Wenn sich die Vereinten Nationen einschalten, ist es wohl eine Frage hoher Relevanz. Das scheint in der Causa mehrerer Bitcoin-Hacks der Fall zu sein. Laut einem Bericht der UN scheinen diese auf das Konto des Kim-Jong-un-Regimes zu gehen. Nordkorea soll zudem mit gestohlenen Kryptowährungen sein Nuklearprogramm finanzieren.

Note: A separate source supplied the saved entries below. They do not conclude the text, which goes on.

PR #1041, opened 2026-07-28
fix(arrow/scalar): use duration type for units

fallintoplace:
## What changed

Read a duration scalar's unit from `arrow.DurationType` instead of asserting it is a timestamp type.

## Why

Valid duration scalars carry `*arrow.DurationType`. The previous assertion to `*arrow.TimestampType` panicked whenever `Unit` was called, including through string formatting and duration unit conversion.

The regression test covers direct unit access, string formatting, and seconds-to-milliseconds conversion.

## Validation

`go test ./arrow/scalar`

### DIFF
--- a/arrow/scalar/scalar_test.go
+++ b/arrow/scalar/scalar_test.go
@@ -482,6 +482,16 @@ func TestDurationScalarBasics(t *testing.T) {
 	assert.False(t, scalar.Equals(tsNull, tsVal2))
 }
 
+func TestDurationScalarUnitConversions(t *testing.T) {
+	s := scalar.NewDurationScalar(1, arrow.FixedWidthTypes.Duration_s)
+	assert.Equal(t, arrow.Second, s.Unit())
+	assert.Equal(t, "1s", s.String())
+
+	converted, err := s.CastTo(arrow.FixedWidthTypes.Duration_ms)
+	require.NoError(t, err)
+	assert.Equal(t, arrow.Duration(1000), converted.(*scalar.Duration).Value)
+}
+
 func TestMonthIntervalScalarBasics(t *testing.T) {
 	typ1 := arrow.FixedWidthTypes.MonthInterval
 	typ2 := arrow.FixedWidthTypes.MonthInterval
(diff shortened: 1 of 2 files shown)


zeroshade (approved):
Clean fix for a completely dead code path. LGTM.

`temporal.go:76` asserted `s.DataType().(*arrow.TimestampType)` inside `Duration.Unit()`, which can only ever hold a `*arrow.DurationType`. It was unconditionally broken:
```
duration.Unit()      PANIC: arrow.DataType is *arrow.DurationType, not *arrow.TimestampType
duration.String()    PANIC (via temporalToString at temporal.go:36)
duration s->ms cast  PANIC (via temporal.go:170)
```
Every construction site in the repo passes a `*arrow.DurationType` — `scalar.go:614`, `parse.go:721`/`:733`, `MakeNullScalar` at `scalar.go:568`, and `temporal.go:170` — so there was no path on which the old assertion could succeed.

The fix matches the sibling accessors exactly: `Time32.Unit()` asserts `*arrow.Time32Type` (`:253`), `Time64` asserts `*arrow.Time64Type` (`:291`), `Timestamp` asserts `*arrow.TimestampType` (`:328`).

No observable output change — `CastTo` already derived the result type from `to` (`:170`). The only behavior delta is for a scalar hand-built as `NewDurationScalar(v, arrow.FixedWidthTypes.Timestamp_s)`, which returned `Second` before and panics now; such a scalar is invalid by Arrow typing anyway (its `DataType()` must be DURATION for `Equals`/`GetScalar`/IPC to work) and nothing in-repo creates one.

Test is additive and fails on baseline with the panic. Small nits: it does not assert the converted scalar`s `DataType()` is `Duration_ms`, and `assert.Equal(t, "1s", s.String())` couples to `time.Duration.String()` formatting — stable, but formatting-coupled.

**Note for whoever merges**: this and #1040 both touch `arrow/scalar/temporal.go` and `scalar_test.go`, but they are **fully independent — no merge order required**. I verified with a real 3-way merge (`git merge-tree` exits 0, no conflict markers) and by applying in both orders, which converge to the byte-identical tree. The regions are disjoint: line 76 here versus 155-163 in #1040.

SEC vertagt 3 Bitcoin-ETF-Anträge: Entscheidungen fallen im Oktober

Die Securities and Exchange Commission übt sich indes im Aufschieben. Denn die US-Börsenaufsicht hat in der vergangenen Woche beschlossen, in Hinsicht auf Bitcoin-ETF-Anträge vorerst nichts zu beschließen. Dennoch hat sich die SEC eine Gnadenfrist eingeräumt. Bis Mitte Oktober soll es demnach eine Entscheidung geben, ob ein Bitcoin ETF genehmigt werden wird.

„Operation Cryptosweep“: Maryland verfolgt Bitcoin-Steuersünder

Keine Macht den Steuersündern – dieses Motto hat sich der US-Bundesstaat Maryland auf die regulatorischen Fahnen geschrieben. Um dem nachzugehen, gründete die Generalstaatsanwaltschaft die „Operation Cryptosweep“. Sie will Bitcoin-Steuersündern also künftig an den Kragen gehen.

Neuseeland erlaubt Gehaltszahlungen mit Bitcoin

Ein großer Schritt in Richtung Adaption am anderen Ende der Welt: Neuseeland erlaubt nun Gehaltszahlungen mit Bitcoin. Ab dem 1. September dürfen Unternehmen damit den Lohn in der Kryptowährung auszahlen.

US-Regulierungsbehörde OFAC nimmt sich Bitcoin an

Und noch einmal die USA: Auch das U.S. Department of the Treasurys Office of Foreign Assets Control (OFAC) will sich künftig der Regulierung von Kryptowährungen widmen. Mit ihrem Kurswechsel lässt die Außenwirtschaftsbehörde also ein generelles Umdenken im US-Finanzministerium durchscheinen.